EXERCISE INSTRUCTIONS.
Look through the entries. Copy each line that has the word "util".

Stored data
---+---
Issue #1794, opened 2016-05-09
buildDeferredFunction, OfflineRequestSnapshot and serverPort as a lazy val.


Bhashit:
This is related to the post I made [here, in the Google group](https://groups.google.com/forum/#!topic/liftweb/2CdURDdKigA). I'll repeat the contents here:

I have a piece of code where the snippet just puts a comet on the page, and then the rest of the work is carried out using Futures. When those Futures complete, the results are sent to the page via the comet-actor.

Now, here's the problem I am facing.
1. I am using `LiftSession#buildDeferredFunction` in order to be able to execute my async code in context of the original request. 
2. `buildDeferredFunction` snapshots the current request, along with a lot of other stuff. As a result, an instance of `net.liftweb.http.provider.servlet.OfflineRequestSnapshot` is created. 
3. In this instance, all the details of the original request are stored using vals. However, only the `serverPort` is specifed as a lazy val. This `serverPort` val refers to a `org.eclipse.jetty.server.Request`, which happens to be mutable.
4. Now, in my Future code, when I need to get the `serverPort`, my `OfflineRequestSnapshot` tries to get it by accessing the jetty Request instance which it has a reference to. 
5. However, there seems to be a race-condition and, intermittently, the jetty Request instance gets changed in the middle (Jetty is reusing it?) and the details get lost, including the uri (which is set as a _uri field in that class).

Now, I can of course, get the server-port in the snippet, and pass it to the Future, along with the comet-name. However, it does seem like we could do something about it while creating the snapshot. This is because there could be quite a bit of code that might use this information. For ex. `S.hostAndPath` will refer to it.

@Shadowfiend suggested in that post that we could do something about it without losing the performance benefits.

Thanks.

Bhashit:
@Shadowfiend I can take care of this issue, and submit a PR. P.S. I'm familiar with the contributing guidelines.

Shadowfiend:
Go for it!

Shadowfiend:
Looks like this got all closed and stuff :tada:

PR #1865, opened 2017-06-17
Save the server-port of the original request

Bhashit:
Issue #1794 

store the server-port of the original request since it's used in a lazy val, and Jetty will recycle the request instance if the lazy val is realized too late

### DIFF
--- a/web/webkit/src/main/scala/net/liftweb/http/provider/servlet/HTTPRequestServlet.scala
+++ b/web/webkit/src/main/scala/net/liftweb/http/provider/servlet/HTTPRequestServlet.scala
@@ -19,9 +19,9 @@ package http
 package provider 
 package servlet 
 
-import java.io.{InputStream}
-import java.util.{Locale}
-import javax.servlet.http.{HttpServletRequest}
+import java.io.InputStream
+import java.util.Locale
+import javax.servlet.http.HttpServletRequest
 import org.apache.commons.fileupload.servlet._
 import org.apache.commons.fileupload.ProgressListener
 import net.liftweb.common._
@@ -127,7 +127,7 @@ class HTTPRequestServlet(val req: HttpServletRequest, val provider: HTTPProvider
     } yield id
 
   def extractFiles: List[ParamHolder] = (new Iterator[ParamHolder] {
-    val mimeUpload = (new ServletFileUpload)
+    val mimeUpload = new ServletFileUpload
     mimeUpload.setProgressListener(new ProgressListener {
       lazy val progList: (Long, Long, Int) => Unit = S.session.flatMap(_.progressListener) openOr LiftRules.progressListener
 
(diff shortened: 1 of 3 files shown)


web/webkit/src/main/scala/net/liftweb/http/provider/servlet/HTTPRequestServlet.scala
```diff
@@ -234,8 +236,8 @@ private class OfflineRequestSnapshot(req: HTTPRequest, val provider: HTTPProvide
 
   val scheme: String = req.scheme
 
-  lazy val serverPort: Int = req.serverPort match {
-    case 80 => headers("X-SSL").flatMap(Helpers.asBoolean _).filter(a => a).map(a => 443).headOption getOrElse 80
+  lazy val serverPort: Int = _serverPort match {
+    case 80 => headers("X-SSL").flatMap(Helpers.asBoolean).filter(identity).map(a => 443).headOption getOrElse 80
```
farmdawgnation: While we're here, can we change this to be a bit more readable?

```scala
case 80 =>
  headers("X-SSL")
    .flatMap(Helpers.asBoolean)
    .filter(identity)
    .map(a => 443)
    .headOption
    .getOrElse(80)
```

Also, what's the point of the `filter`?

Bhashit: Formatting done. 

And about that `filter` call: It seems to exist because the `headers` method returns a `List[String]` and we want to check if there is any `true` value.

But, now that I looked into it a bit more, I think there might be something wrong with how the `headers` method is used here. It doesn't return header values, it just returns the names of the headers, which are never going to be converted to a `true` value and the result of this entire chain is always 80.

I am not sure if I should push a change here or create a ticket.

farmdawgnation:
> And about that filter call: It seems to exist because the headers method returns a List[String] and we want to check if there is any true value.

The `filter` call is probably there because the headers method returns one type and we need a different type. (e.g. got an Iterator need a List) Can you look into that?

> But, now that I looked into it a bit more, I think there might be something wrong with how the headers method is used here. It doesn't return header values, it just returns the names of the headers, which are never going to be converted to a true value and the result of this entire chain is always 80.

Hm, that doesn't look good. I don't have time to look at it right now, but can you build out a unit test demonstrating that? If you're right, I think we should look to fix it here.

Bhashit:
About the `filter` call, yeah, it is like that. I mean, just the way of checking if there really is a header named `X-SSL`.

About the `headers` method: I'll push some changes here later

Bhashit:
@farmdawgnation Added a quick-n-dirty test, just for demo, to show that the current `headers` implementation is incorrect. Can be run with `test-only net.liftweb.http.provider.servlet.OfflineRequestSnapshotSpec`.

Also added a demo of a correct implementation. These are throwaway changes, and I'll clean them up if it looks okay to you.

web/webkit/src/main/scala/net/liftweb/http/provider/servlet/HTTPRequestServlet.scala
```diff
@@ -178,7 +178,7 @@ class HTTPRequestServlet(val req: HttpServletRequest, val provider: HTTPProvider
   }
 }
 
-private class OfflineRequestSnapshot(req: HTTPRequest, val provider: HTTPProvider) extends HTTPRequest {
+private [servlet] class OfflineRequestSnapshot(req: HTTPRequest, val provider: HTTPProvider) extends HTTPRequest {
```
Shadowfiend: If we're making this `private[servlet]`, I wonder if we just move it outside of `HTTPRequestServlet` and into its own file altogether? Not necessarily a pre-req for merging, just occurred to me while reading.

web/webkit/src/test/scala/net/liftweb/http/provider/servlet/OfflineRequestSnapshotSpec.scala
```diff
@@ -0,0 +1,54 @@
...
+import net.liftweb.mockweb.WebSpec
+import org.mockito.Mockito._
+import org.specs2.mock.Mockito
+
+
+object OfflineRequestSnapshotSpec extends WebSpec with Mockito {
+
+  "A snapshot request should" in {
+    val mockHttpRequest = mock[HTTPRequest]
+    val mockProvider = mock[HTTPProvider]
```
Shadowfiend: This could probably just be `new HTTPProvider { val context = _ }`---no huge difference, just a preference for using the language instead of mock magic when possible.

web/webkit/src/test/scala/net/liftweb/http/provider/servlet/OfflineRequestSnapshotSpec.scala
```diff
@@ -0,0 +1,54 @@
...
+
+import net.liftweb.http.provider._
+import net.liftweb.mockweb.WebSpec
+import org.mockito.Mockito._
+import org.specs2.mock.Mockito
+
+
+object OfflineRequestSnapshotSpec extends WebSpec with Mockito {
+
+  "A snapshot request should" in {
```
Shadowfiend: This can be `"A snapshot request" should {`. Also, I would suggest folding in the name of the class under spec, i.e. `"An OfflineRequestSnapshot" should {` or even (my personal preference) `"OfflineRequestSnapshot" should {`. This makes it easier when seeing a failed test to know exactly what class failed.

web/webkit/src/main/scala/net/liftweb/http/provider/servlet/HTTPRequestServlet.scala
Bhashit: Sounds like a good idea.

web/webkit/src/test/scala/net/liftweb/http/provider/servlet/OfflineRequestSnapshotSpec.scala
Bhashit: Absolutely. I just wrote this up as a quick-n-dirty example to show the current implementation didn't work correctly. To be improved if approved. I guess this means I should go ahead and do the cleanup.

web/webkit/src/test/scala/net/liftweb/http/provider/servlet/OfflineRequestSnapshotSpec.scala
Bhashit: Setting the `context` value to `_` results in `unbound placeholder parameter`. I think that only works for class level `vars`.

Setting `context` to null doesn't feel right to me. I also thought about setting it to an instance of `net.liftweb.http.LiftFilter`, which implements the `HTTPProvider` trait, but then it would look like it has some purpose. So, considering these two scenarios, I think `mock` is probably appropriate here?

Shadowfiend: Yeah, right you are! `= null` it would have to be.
---+---
EXERCISE SOLUTION.
-import java.util.{Locale}
+import java.util.Locale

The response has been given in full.